Wenn ich etwas in meinem langen Leben gelernt habe, dann dies: Die meisten Menschen tragen die Fähigkeit in sich, Recht von Unrecht zu unterscheiden. Fast allen Menschen wohnt ein moralischer Kompass inne, der dafür sorgt, dass wir uns für das Gute und gegen das Böse einsetzen – wenn nötig, gar mit unserem Leben. Das ist es, was für mich den Menschen ausmacht.

Wie werden Menschen zu Bestien?
Das ist eine schwierige Frage. Ich selbst glaube, dass in jedem Menschen das Gute wie auch das Böse innewohnt. Am Ende muss aber jeder Mensch für sich selbst entscheiden, wofür er eintreten will. Es liegt an ihm selbst, zu bestimmen, was er sein möchte.

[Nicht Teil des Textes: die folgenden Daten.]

PR #3601, opened 2025-06-05
Remove unnecessary allow(dead_code)

bugadani:


SergioGasquez (approved):

MabezDev (approved):

MabezDev:
We should probably make a habit from now on to use `expect` instead of `allow` so that the compiler tells us when the code is no longer dead :D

Ihr Buch handelt vom Vergeben. Welche Botschaft ist Ihnen ansonsten noch wichtig?
Erstens: Sei nicht abergläubisch, das ist Blödsinn. Wenn du glauben willst, dann tu das, aber sei tolerant gegenüber Andersgläubigen. Und woran du auch immer glaubst, glaube zuallererst an dich selbst! Zweitens: Sei zufrieden mit dem, was du hast. Fordere nicht unablässig mehr. Wenn du zufrieden bist, wirst du dich automatisch und mühelos verbessern. Aber hüte dich vor krankhaftem Ehrgeiz und Gier. Drittens: Freiheit und Demokratie sind Geschenke, die uns gegeben wurden. Für Freiheit und Demokratie muss sich jeder einsetzen. Die Demokratie ist meiner Meinung nach die beste aller Formen. Denn ich kann allen versichern: Kein Mensch auf dieser Welt will gefangen sein. Keiner!

(Tages-Anzeiger)

Erstellt: 06.01.2017, 18:58 Uhr

Shlomo Graber

KZ-Überlebender

Der heute 90-Jährige, geboren in der Tschechoslowakei, hat drei Konzentrationslager überlebt, darunter auch Auschwitz. Seit 1989 lebt er mit seiner zweiten Frau in Basel. Grabers Buch «Der Junge, der nicht hassen wollte» ist beim Riversfield-Verlag erschienen.